* REQUIRED WORK
Please transcribe the data that follows exactly, from its first line through the line that contains "<test.endpoint>http://testendpoint</test.endpoint>".

* MATERIAL FOR THIS TASK
----
PR #212, opened 2020-08-03
Removed spammy 'no value for column' message.

triestelaporte:
I've seen a few complaints about this message showing up during command line bulk operations.  I can't see much value in it.. the message only appears during bulk loads, so it doesn't appear that it was important for non-bulk loads.  It's simple to remove.  I'm happy to add better commentary or anything else needed to adhere to standards.

Thanks!


ashitsalesforce:
How about reducing the log level for the message to debug?

ashitsalesforce:
PR #246 addresses the issue.

PR #220, opened 2020-10-07
pom.xml updates

ashitsalesforce:
- speed up jar building by skipping dmg creation.

- sign jar using mvn target and jarsigner plug-in.

- fix mvn warning about not specifying the version for maven-compiler-plugin.

- include Windows-specific SWT DLLs in the jar if Windows build target is specified.

### DIFF
--- a/pom.xml
+++ b/pom.xml
@@ -20,11 +20,13 @@
     <minJvmVersion>1.11.0</minJvmVersion>
     <codesign>DONTSIGN</codesign>
     <jacob.version>1.14.3</jacob.version>
+    <make.dmg.skip>true</make.dmg.skip>
     <autoit.dll.path>autoitplaceholder</autoit.dll.path>
     <nsis.version>2.46</nsis.version>
     <spring.version>3.1.1.RELEASE</spring.version>
     <project.build.sourceEncoding>UTF-8</project.build.sourceEncoding>
     <config.additional.properties></config.additional.properties>
+    <jarsigner.skip>true</jarsigner.skip>
 
     <!-- test properties -->
     <test.endpoint>http://testendpoint</test.endpoint>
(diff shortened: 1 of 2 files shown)


pom.xml
```diff
@@ -221,6 +223,13 @@
         <directory>src/main/nsis/bin</directory>
         <filtering>true</filtering>
       </resource>
+      <resource>
+        <directory>${DLLFolder}</directory>
+        <filtering>false</filtering>
```
jjangsfdc, line 228: What does this filtering=false do?

pom.xml
```diff
@@ -401,11 +411,29 @@
...
+          <execution>
+            <id>sign</id>
+            <goals>
+              <goal>sign</goal>
+            </goals>
+          </execution>
+        </executions>
+        <configuration>
+          <archive>target/dataloader-${project.version}-uber.jar</archive>
+          <skip>${jarsigner.skip}</skip>
```
jjangsfdc, line 434: Looking at line 29, the variable is set to 'false' then will it not sign the Jar? Also, how will this work for users who would want to build it on their machine without actually signing?

jjangsfdc (commented):
As per yesterday's discussion, did you also incorporated the fix of changing one place to update the whole version?

pom.xml
ashitsalesforce: From https://books.sonatype.com/mvnref-book/reference/resource-filtering-sect-description.html:

Using Maven resource filtering you can reference Maven properties and then use Maven profiles to define different configuration values for different target deployment environments. 

Given that we are not referencing any Maven properties for including DLLs for Windows environment, I set <filtering> to false.

pom.xml
ashitsalesforce: The variable is set to true in pom.xml, thereby skipping jar signing by default. So, anyone who wants to build without signing should run "mvn clean package -DskipTests".

PR #222, opened 2020-10-10
templatize version information and specify the values in pom.xml

ashitsalesforce:
Use existing variable, "version", and introduce a new variable, "short.version", in pom.xml. Use these variables to set values in mac and windows-specific files after copying them to target directory.


jjangsfdc (approved):
LGTM

PR #229, opened 2020-11-20
Update SWT to support MacOS Big Sur

ashitsalesforce:
Update SWT to support MacOS Big Sur


jjangsfdc (approved):
Look good to me. Let's double check to make sure it runs in Windows as well.

ashitsalesforce:
SWT update to support MacOS Big Sur.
----
* SOLUTION FOR THIS TASK
PR #212, opened 2020-08-03
Removed spammy 'no value for column' message.

triestelaporte:
I've seen a few complaints about this message showing up during command line bulk operations.  I can't see much value in it.. the message only appears during bulk loads, so it doesn't appear that it was important for non-bulk loads.  It's simple to remove.  I'm happy to add better commentary or anything else needed to adhere to standards.

Thanks!


ashitsalesforce:
How about reducing the log level for the message to debug?

ashitsalesforce:
PR #246 addresses the issue.

PR #220, opened 2020-10-07
pom.xml updates

ashitsalesforce:
- speed up jar building by skipping dmg creation.

- sign jar using mvn target and jarsigner plug-in.

- fix mvn warning about not specifying the version for maven-compiler-plugin.

- include Windows-specific SWT DLLs in the jar if Windows build target is specified.

### DIFF
--- a/pom.xml
+++ b/pom.xml
@@ -20,11 +20,13 @@
     <minJvmVersion>1.11.0</minJvmVersion>
     <codesign>DONTSIGN</codesign>
     <jacob.version>1.14.3</jacob.version>
+    <make.dmg.skip>true</make.dmg.skip>
     <autoit.dll.path>autoitplaceholder</autoit.dll.path>
     <nsis.version>2.46</nsis.version>
     <spring.version>3.1.1.RELEASE</spring.version>
     <project.build.sourceEncoding>UTF-8</project.build.sourceEncoding>
     <config.additional.properties></config.additional.properties>
+    <jarsigner.skip>true</jarsigner.skip>
 
     <!-- test properties -->
     <test.endpoint>http://testendpoint</test.endpoint>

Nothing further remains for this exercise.